6, the method for prepared by reverse microemulsion method hexa-aluminate catalyzer according to claim 1, it is characterized in that: described claim 1d is in the hexa-aluminate lattice, A position cation is based on barium Ba ion, simultaneously doped portion lanthanum La ion or calcium Ca ion; B position ion comes part to replace aluminium Al ion with above-mentioned transition metal, and there is good synergy in the catalyst A position B interdigit metal that obtains, and the methane catalytic combustion initiation temperature reduces, and high-temperature stability improves.
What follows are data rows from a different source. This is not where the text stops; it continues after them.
PR #188, opened 2024-01-10
Reinforcements calculation

wvpm:


docs/simulation/calculations.yaml
```diff
@@ -92,4 +92,32 @@ POPs:
...
+    formula: 5 * round(supply factor * sum of unit reinforcements * REINFORCE_SPEED * local reinforce rate * (1 + reinforce_rate) * (1 + reinforce_speed) / 5)
+    supply factor:
+      if unit received all its supplies: 1
+      else: complex graph, see https://www.desmos.com/calculator/gu1zpo01qz
+    unit reinforcements: 1000 * max_strength * unit reinforce rate
+      max_strength: as defined in /units/<unit>.txt
+      1000: (max_)strength is defined in thousands of soldiers. Reinforcements per army uses the number of soldiers.
+      unit reinforce rate:
+        if unit is mobilised: 0.5
+        else if pop is too small for a single unit: 0.5
```
Hop311, line 107: Is this if the pop is smaller than `defines.military.POP_MIN_SIZE_FOR_REGIMENT = 1000`? I believe this is also modified by:
- `defines.military.POP_MIN_SIZE_FOR_REGIMENT_PROTECTORATE_MULTIPLIER = 8`
- `defines.military.POP_MIN_SIZE_FOR_REGIMENT_COLONY_MULTIPLIER = 5`
- `defines.military.POP_MIN_SIZE_FOR_REGIMENT_NONCORE_MULTIPLIER = 3`

docs/simulation/calculations.yaml
```diff
@@ -92,4 +92,32 @@ POPs:
...
+        else if pop supports too many units: number of units it can support / number of supported units
```
Hop311, line 108: Is the number of units it can support `pop size` divided by `defines.military.POP_SIZE_PER_REGIMENT = 3000`? And does this mean that any unit requires `3000` pops, regardless of its `max_strength`?

docs/simulation/calculations.yaml
```diff
@@ -92,4 +92,32 @@ POPs:
...
+        else: 1
+    REINFORCE_SPEED: defines.military.REINFORCE_SPEED
+    local reinforce rate:
+      if location owner == army owner: 2
+      else if has military access (via treaty, occupation or allies in war): 1
+      else if is exiled: 0
+      else if location controller is hostile:
+        if location neighbours a province controller by an ally in this war: 0.5
```
Hop311, line 116:
```suggestion
        if location neighbours a province controlled by an ally in this war: 0.5
```
typo

docs/simulation/calculations.yaml
```diff
@@ -92,4 +92,32 @@ POPs:
...
+        if unit is mobilised: 0.5
+        else if pop is too small for a single unit: 0.5
+        else if pop supports too many units: number of units it can support / number of supported units
+        else: 1
+    REINFORCE_SPEED: defines.military.REINFORCE_SPEED
+    local reinforce rate:
+      if location owner == army owner: 2
+      else if has military access (via treaty, occupation or allies in war): 1
+      else if is exiled: 0
+      else if location controller is hostile:
```
Hop311, line 115: The first 2 seem to be about the location's owner, while the 4th is about its controller.
- Is a army owner owned but hostile controlled location case 1 or 4?
- Is an ally/mil access owned but hostile controlled case 2 or 4?
- What about hostile owner, but army owner or ally control?
- What about third parties, e.g. hostile owner, neutral/third party controller from a separate war?
- What does `treaty` in case 2 mean, is it subjects?

docs/simulation/calculations.yaml
```diff
@@ -92,4 +92,32 @@ POPs:
...
+        if location neighbours a province controller by an ally in this war: 0.5
+        else if location is coastal & not blockaded: 0.25
+        else: 0.1
+      else if location is uncolonised: 0
+      else: no clue
+    reinforce_rate: sum of reinforce_rate modifiers from tech
+    reinforce_speed: sum of reinforce_speed modifiers on country
+    5 * round() / 5: round to multiple of 5
```
Hop311, line 123: Shouldn't the `/ 5` be inside the `(brackets)`? Also is this rounding to the nearest integer, so `round(0.4) = 0`, `round(0.5) = 1`?

docs/simulation/calculations.yaml
wvpm: I'd rather have this in a separate section.

docs/simulation/calculations.yaml
wvpm: Yes. As above, different section imo.

docs/simulation/calculations.yaml
wvpm: Yes. Thankfully the formula has the correct variant. I simply messed up in the notes.

docs/simulation/calculations.yaml
wvpm: _Is a army owner owned but hostile controlled location case 1 or 4?_
Case 1: 200% local reinforcements. (Liberating your own provinces.)

_Is an ally/mil access owned but hostile controlled case 2 or 4?_
Case 4: 10%, 25% or 50% local reinforcements. Depending on the subcases.

_What about hostile owner, but army owner or ally control?_
Case 2: 100% local reinforcements.

_What about third parties, e.g. hostile owner, neutral/third party controller from a separate war?_
Case 2: 100% local reinforcements. Unless you're hostile to the controller, then case 4.

_What does treaty in case 2 mean, is it subjects?_
Military access via diplomacy directly or puppet/substate/puppet of substate.

Hop311: Currently case 2 says "has military access" but doesn't make clear that this is **controller** mil access, and that owner is irrelevant (mainly thinking about the second question above, which needs to be exluded from case 2). I think case 2 should specificy that:
- the location isn't owned by the army owner
- the controller isn't hostile (so is either the army owner, a war ally, treaty mil access giver, neutral third party, etc)
That way `else: no clue` shouldn't be required, as all cases are covered, every province fits into one or more of the categories:
- owned by army owner
- controlled by non-hostile
- controlled by hostile
- uncolonised

Hop311 (approved):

7, the method for prepared by reverse microemulsion method hexa-aluminate catalyzer according to claim 1, it is characterized in that: described claim 1d is through aging 24h, the centrifugal separation sediment separate out, washing, separate the sediment that obtains again, dry 12h obtains presoma under 80 ℃, again through 500 ℃, 1200 ℃ two one-step baking.